The term 'Capital Asset' has been defined as follows:

CAPITAL ASSET [2(10) & 37(5))


Capital asset means property of any kind held by a person excluding the following assets:

1. Any stock-in-trade, consumable stores or raw materials;
2. Any depreciable assets;
3. Any intangible asset on which amortization is allowed u/s 24; and
4. Any movable property held for personal use by the person or his family member dependent upon him. 

However. the following assets shall be treated as capital assets :

i) A painting , sculpture, drawing or other work of art;
ii) Jewelry;
iii) A rare manuscript, folio or book;
iv) A postage stamp or first day cover;
v) A coin or medallion : or
vi) An antique.

It may be noted that the property may or may not be held for the purpose of business.

Examples of Capital Assets

1. Modaraba Certificates .
2. Participation Term Certificates.
3. Term Finance Certificates.
4. Musharika Certificates.
5. Shares of companies.
6. PTC vouchers issued by Government of Pakistan.
7. Leasehold rights.
8. Partner' s share in an AOP .
9. Immovable property.

COMPUTATION OF CAPITAL GAIN [37(2) , (3) & (4)]

In order to charge an income under this head there should be a gain on 'disposal' of the capital assets, which is computed as below: 

Consideration received on disposal of asset                                              XXX
Less: Cost of the asset                                                                                XXX
Gain/ (Loss) on disposal of asset                                                               XXX

Notes :

1. As per section 76(2) of the Income Tax Ordinance, 2001 the incidental expenditure incurred on disposal of asset also forms a part of the cost of the asset. Thus any expenses on disposal shall also be deducted in order to compute the gain or loss.

2. While determining the cost of capital asset the following amounts shall not be included: [38(4)]

i) Any expenditure that is or may be deducted under any other head of income; and

ii) Any expenditure that is rendered inadmissible under section 21 of the Income Tax Ordinance, 2001


TAX ON CAPITAL GAINS [Clause (5B) of Part-II of Second Schedule]


Tax @ 10% of the capital gain shall be charged if the gain is from the sale of shares or assets by a private limited company to Private Equity and Venture Capital Fund .

FAIR MARKET VALUE AS COST OF CAPITAL ASSET [37(4A)]

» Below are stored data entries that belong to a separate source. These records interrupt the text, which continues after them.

PR #409, opened 2020-05-22
Chapter3/homework/2

DavidKatona:
Here's the solution for CH3 homework 2. I've spent a fair amount of time researching and trying to imagine how this could be structured.

Eventually, I took a peak at some of the solutions given by others and tried going on a similar route they did. I think that looking at others' solutions is cheating and I do feel a bit disappointed in myself.


Src/BootCamp.Chapter/Credentials.cs
```diff
@@ -1,13 +1,20 @@
-﻿namespace BootCamp.Chapter
+﻿using System;
+using System.Data;
+
+namespace BootCamp.Chapter
 {
     // TODO: make a struct and add validation and other needed methods (if needed)
-    public class Credentials
+    public readonly struct Credentials : IEquatable<Credentials>
```
DavidKatona, line 7: Implementing IEquatable was suggested by MihailFox so no props to me. I did my homework though and researched it fairly well so I can understand and reimplement this again in the future.

Src/BootCamp.Chapter/ConsoleUI/ConsoleNavigator.cs
```diff
@@ -0,0 +1,66 @@
...
+    public class ConsoleNavigator
+    {
+        public List<MenuOptions> MenuOptions { get; }
+
+        public ConsoleNavigator()
+        {
+            MenuOptions = Enum.GetValues(typeof(MenuOptions)).Cast<MenuOptions>().ToList();
+        }
+
+        public int RenderMenu()
```
Almantask, line 18: Too much is going on . please split in step functions.

Src/BootCamp.Chapter/Credentials.cs
Almantask: IEquatable is needed for comparing. There is indeed a use case here. So that is fine.

Almantask (approved):
Looks alright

The fair market value on the date on which an asset is transferred or acquired by a person shall be treated as its cost if the capital asset becomes the property of a person under any of the following cases:

1. Gift, 
2. Bequest,
3. Will, 
4. Succession,
5. Inheritance, 
6. Devolution,
7. Distribution of asset on dissolution of an AOP, or
8. Distribution of asset on liquidation of a company.

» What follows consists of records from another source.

PR #410, opened 2020-05-23
Chapter1/homework/7

mkasarci:
That was kinda tricky one but I've passed all the tests.

### DIFF
--- a/Src/BootCamp.Chapter/BalanceStats.cs
+++ b/Src/BootCamp.Chapter/BalanceStats.cs
@@ -107,17 +107,27 @@ namespace BootCamp.Chapter
         /// </summary>
         public static string FindMostPoorPerson(string[] peopleAndBalances)
         {
-            decimal lowerBalance = 0;
-            string mostPoorPerson = "";
+            if (isArrayNullOrEmpty(peopleAndBalances))
+                return "N/A.";
+            var ListOfPeople = GetPeople(peopleAndBalances);
+
+            decimal lowerBalance = GetPeople(peopleAndBalances)[0].Balance[^1];
+            List<string> mostPoorPerson = new List<string>();
 
             foreach (Person person in GetPeople(peopleAndBalances))
             {
                 if (person.Balance[^1] < lowerBalance)
                 {
                     lowerBalance = person.Balance[^1];
+                    mostPoorPerson.Clear();
+                    mostPoorPerson.Add(person.Name);
+                }
+                else if (person.Balance[^1] == lowerBalance)
+                {
+                    mostPoorPerson.Add(person.Name);
                 }
             }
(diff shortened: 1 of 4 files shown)


Src/BootCamp.Chapter/BalanceStats.cs
```diff
@@ -7,31 +13,169 @@ public static class BalanceStats
         /// </summary>
         public static string FindHighestBalanceEver(string[] peopleAndBalances)
         {
-            return "";
+            if (isArrayNullOrEmpty(peopleAndBalances))
+                return "N/A.";
```
Almantask, line 16: Can be moved to a constant, because it's repeated in multiple places.

Src/BootCamp.Chapter/BalanceStats.cs
```diff
@@ -7,31 +13,169 @@ public static class BalanceStats
...
+
+            decimal highestBalance = 0;
+            List<string> Name = new List<string>();
```
Almantask: Don't use C# collections yet. Use array.

Almantask (changes requested):
Please redo the homework by not using collection or other advanced language features. That will come in chapter 3

mkasarci:
I've changed all the generic lists to array. It took more time than I expected.

Src/BootCamp.Chapter/BalanceStats.cs
```diff
@@ -109,73 +128,111 @@ public static string FindMostPoorPerson(string[] peopleAndBalances)
...
             string formattedName = "";
-            if (Name.Count == 1)
-                return Name[0];
 
-            for (int i = 0; i < Name.Count; i++)
+            for (int i = 0; i < nameArray.Length; i++)
             {
-                formattedName += Name[i];
-                if (Name.Count - 2 == i)
+                formattedName += nameArray[i];
```
Almantask, line 199: Instead of concatinating a string like this, use `StringBuilder`. The performance difference, starting from 5 iterations starts changing in multiple times!

Src/BootCamp.Chapter/BalanceStats.cs
```diff
@@ -109,73 +128,111 @@ public static string FindMostPoorPerson(string[] peopleAndBalances)
...
+                if (nameArray[i + 2] == "" || nameArray[i+2] == null)
```
Almantask, line 200: Consistently format your code

Almantask, line 200: Can be simplified. string.IsNullorEmpty(nameArray[i+2])
Also avoid using magic numbers. It's hard for me to figure out what is +2 for without more context.

Almantask (approved):
Overall looks good

PR #411, opened 2020-05-24
Chapter1/homework/5

Dreniak:


Src/BootCamp.Chapter1/ArrayOperations.cs
```diff
@@ -1,95 +1,183 @@
...
         {
-            // ToDo: implement.
-            return array;
+            int[] newArray = new int[array.Length + 1];
+
+            if (IsNullOrEmpty(array))
+            {
+                newArray[0] = number;
+                return newArray;
+            }
```
jdphenix: `int[] newArray = new int[array.Length + 1]` will throw a null reference exception if `array` is null. `InsertAt` is supposed to return a new array with the single new element.

Src/BootCamp.Chapter1/ArrayOperations.cs
```diff
@@ -1,95 +1,183 @@
...
         }
 
-        /// <summary>
-        /// Inserts a new array element at the specified index.
-        /// </summary>
-        /// <param name="array">Input array.</param>
-        /// <param name="number">Number to be added.</param>
-        /// <param name="index">Index at which array element should be added.</param>
-        /// <returns>A new array with element inserted at a given index. If an array is empty or null, returns new array with number in it.</returns>
         public static int[] InsertAt(int[] array, int number, int index)
```
jdphenix, line 105: If the index is out-of-bounds to the input array, this method should return the array unmodified.

Src/BootCamp.Chapter1/ArrayOperations.cs
```diff
@@ -1,95 +1,183 @@
...
+
+            newArray[0] = number;
+
+            for (int i = 1; i < newArray.Length; i++)
+            {
+                newArray[i] = array[i - 1];
+            }
+
+            return newArray;
         }
```
jdphenix: Consider implementing this method in terms of `InsertAt` - hint: maybe this method could be replaced completely with `InsertAt(0)`

Src/BootCamp.Chapter1/ArrayOperations.cs
```diff
@@ -1,95 +1,183 @@
...
+
+            for (int i = 0; i < array.Length; i++)
+            {
+                newArray[i] = array[i];
+            }
+
+            newArray[newArray.Length - 1] = number;
+
+            return newArray;
         }
```
jdphenix: Consider implementing this method in terms of `InsertAt`

Src/BootCamp.Chapter1/ArrayOperations.cs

GAIN ON DISPOSAL AFTER ONE YEAR [37(3)]

Where a capital asset (which is taxable under Normal Tax Regime) is disposed of after one year of its acquisition then the gain for income tax purposes shall be taken as 3/4th (i .e., 75%) of the actual gain on disposal. Remaining 1/4th (i .e.. 25%) of the gain shall be treated as exempt.


Exception: The above treatment shall not be applicable to the following Capital Assets:

1. Shares of public companies; 

2. Vouchers of Pakistan Telecommunication Corporation;

3. Modaraba certificates; and

4. Any instrument of redeemable capital.

Section 37A of the Income Tax Ordinance, 2001 provides a separate tax treatment for above-referred assets. 

The relevant provisions are discussed below.

CAPITAL GAIN ON IMMOVABLE PROPERTY [37(1A) & Division-VIII , Part-I of First Schedule]


From the tax year 2013 immovable property has been rendered as 'capital asset'. Gain on disposal of immovable property is taxable as a Separate Block of Income.

A) Property Allotted to Dependents of Shaheed, etc. [236C (4)]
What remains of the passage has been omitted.